### [ASSIGNMENT]
How many lines of the data include the string "curiosity"? State the number and nothing else.

═══

PR #428, opened 2021-11-24
test_loop_bind.c - invalid API in teams; improve ...device_type_nohost.c

tob2:
* tests/5.0/loop/test_loop_bind.c: Add parallel if(0) wrapper to avoid invalid omp_get_thread_num call strictly nested in teams. -> Issue #417.
* tests/5.0/declare_target/test_declare_target_device_type_nohost.c: Fix check when no offload device is available.

_The first issue I was missed when doing the updates for #417; the second one failed rather non-transparently if no no offloading device is available. I hope this default_device_check make sense. Alternatively, a var could be set to omp_is_initial_device() inside a separate target region; the >= 0 check is to avoid issues with omp_invalid_device/omp_initial_device which are both < 0._

@spophale @tmh97 @nolanbaker31 - please review.

### DIFF
--- a/tests/5.0/declare_target/test_declare_target_device_type_nohost.c
+++ b/tests/5.0/declare_target/test_declare_target_device_type_nohost.c
@@ -58,9 +58,18 @@ int test_declare_target_device_type_nohost() {
 
   #pragma omp target update from (a,b,c)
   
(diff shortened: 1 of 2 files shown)


spophale (approved):
LGTM

nolanbaker31 (approved):

PR #429, opened 2021-12-15
test_target_uses_allocators_pteam.c: Remove invalid { ... } before 'for'

tob2:
OpenMP requires that the loop/_loop-nest_ follows immediately after the `distribute` directive without additional `{ ... }` grouping.

@spophale @nolanbaker31 @tmh97 – please review

_Side note: Found because GCC chokes on it. It still does not compile in GCC as the `uses_allocators` clause is not supported. (Strictly speaking, the clause is not needed as the allocator is used on the target construct (in the `allocate` clause) but not _in_ the target region. For code written for portability, I think it should be removed. But as this a testsuite, having valid but unnecessary clauses is fine.)_

 * * *

OpenMP 5.1 has in "2.11.6 distribute Loop Constructs":
> #pragma omp distribute [clause[ [,] clause] ... ] new-line
>    loop-nest

Likewise in OpenMP 5.2, just a bit more hidden: "11.6 distribute Construct" has "Association: loop".

And _loop-nest_  is "2.11.1 Canonical Loop Nest Form" (OpenMP 5.2: 4.4.1 Canonical Loop Nest Form):
> for (init-expr; test-expr; incr-expr)
>   loop-body

### DIFF
--- a/tests/5.0/target/test_target_uses_allocators_pteam.c
+++ b/tests/5.0/target/test_target_uses_allocators_pteam.c
@@ -27,12 +27,11 @@ int test_uses_allocators_pteam() {
   }
 
 #pragma omp target teams distribute uses_allocators(omp_pteam_mem_alloc) allocate(omp_pteam_mem_alloc: x) private(x) map(from: device_result)
-{
   for (int i = 0; i < N; i++) {
     x = 2 * i;
     device_result[i] = i + x;
   }
-}
+
   for (int i = 0; i < N; i++) {
     OMPVV_TEST_AND_SET_VERBOSE(errors, result[i] != device_result[i]);
   }


tob2:
> @spophale @nolanbaker31 @tmh97 – please review

PING

tmh97:
@tob2 hey tobias apologies for delay and thank for your patience! 

Just out of curiosity (bit of a nit-pick), is there anywhere in the spec that explicitly states that braces cannot be placed around a loop-nest in this manner?

The latest llvm trunk is able to compile and run this without any issues, however nvidia's hpc compiler (nvc) throws an error similar to gcc

tmh97 (approved):

tob2:
> Just out of curiosity (bit of a nit-pick), is there anywhere in the spec that explicitly states that braces cannot be placed around a loop-nest in this manner?

Well, as quoted: "loop-nest" is "for ..." and not just a structured block which contains (among other or only) a "for (...)".

I find the OpenMP 5.1 syntax pretty obvious, if I look at the syntax for `omp distribute` replace `loop-nest` by the listed syntax. (OpenMP 5.2 also has it but it is much more hidden.)

I think the wording is there to make parsing simpler – and avoid adding a lot of additional words which just permit adding `{ }` around a loop-nest and nothing before or after the loop-nest inside.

═══

### [YOUR RESPONSE]
2